Many writers use trigger warnings as a matter of course. There’s one on McEwan’s article, for example, and one on this piece by Soraya Chemaly at the Huffington Post. Some commenters, though, argue that the warnings aren’t all that helpful. Amanda Marcotte, for example, notes that

“I write often about difficult subjects like rape and abortion, but I never use trigger warnings. My experience is that the audience can do a better job than I can at figuring out what kind of content will upset them by reading the headline than I ever could randomly guessing what blog posts count as triggering.”

Along the same lines, Jill Filopovic points out that PTSD “triggers are often unpredictable and individually specific — a certain smell, a particular song.” Trigger warnings suggest that you can protect people from traumatic reactions, which isn’t necessarily the case.

Filopovic agrees that it’s reasonable to provide warnings for the most common triggers like sexual assault or eating disorders on feminist blogs. She and others,  however, have become worried that the use of trigger warnings is moving off the internet and into other real-life venues, especially college classrooms.   Oberlin College (my alma mater) has recently put out an official discussion of triggers, advising faculty to “strongly consider” making “triggering material” optional for students. Among the books that were suggested as being triggering was Chinua Achebe’s classic Things Fall Apart, which Oberlin warns might “trigger readers who have experienced racism, colonialism, religious persecution, violence, suicide and more.”

Some argue that the use of trigger warnings in a classroom setting may do more harm than good.
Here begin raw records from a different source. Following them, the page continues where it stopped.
PR #1910, opened 2026-02-23
⚡️(backend) remove content from Document serializer when asked

### LINKED ISSUE #1229: ⚡️Request `/api/v1.0/documents/[DOC_ID/` without `content` property
## Feature Request

We need to do request on `/api/v1.0/documents/[DOC_ID/` to get information about a doc. 
Sometime we just need the title of a doc, but the request does not give the ability to filter the property needed so we get all the properties.
The problem with that is `content` is a base64 of the doc content, and it can be relatively heavy.

It could be nice to provide a way to have the response without `content` property, or a special routes to get the content.

```
Request URL  `/api/v1.0/documents/[DOC_ID/?without_content=true`
Request Method GET
```
or
```
Request URL  `/api/v1.0/documents/[DOC_ID/content/`
Request Method GET POST
```

By example here we just need the abilities:
https://github.com/suitenumerique/docs/blob/05aa225aed0986168c35abb3ef10c60ad9a6bd4d/src/frontend/servers/y-provider/src/servers/hocuspocusServer.ts#L42

Here only the title:
https://github.com/suitenumerique/docs/blob/05aa225aed0986168c35abb3ef10c60ad9a6bd4d/src/frontend/apps/impress/src/features/docs/doc-editor/components/custom-inline-content/Interlinking/InterlinkingLinkInlineContent.tsx#L30

Just adding a few links like that, because we need to use `/api/v1.0/documents/[DOC_ID/` will pull the `content` of each of them:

Emory sociology PhD candidate Tressie McMillan Cottom worries that trigger warnings play into a model where students are perceived, not as learners, but as customers, who are never supposed to feel any discomfort. Trigger warnings then become part of a system which works “to rationalize away the critical canon of race, sex, gender, sexuality, colonialism, and capitalism” — students who don’t like discussions of racism or colonialism will never have to confront their prejudices or preconceptions.  Jenny Jarvie at The New Republic goes even further, arguing against trigger warnings not just in college settings, but online as well. “Structuring public life around the most fragile personal sensitivities will only restrict all of our horizons,” she says. “Engaging with ideas involves risk, and slapping warnings on them only undermines the principle of intellectual exploration. ”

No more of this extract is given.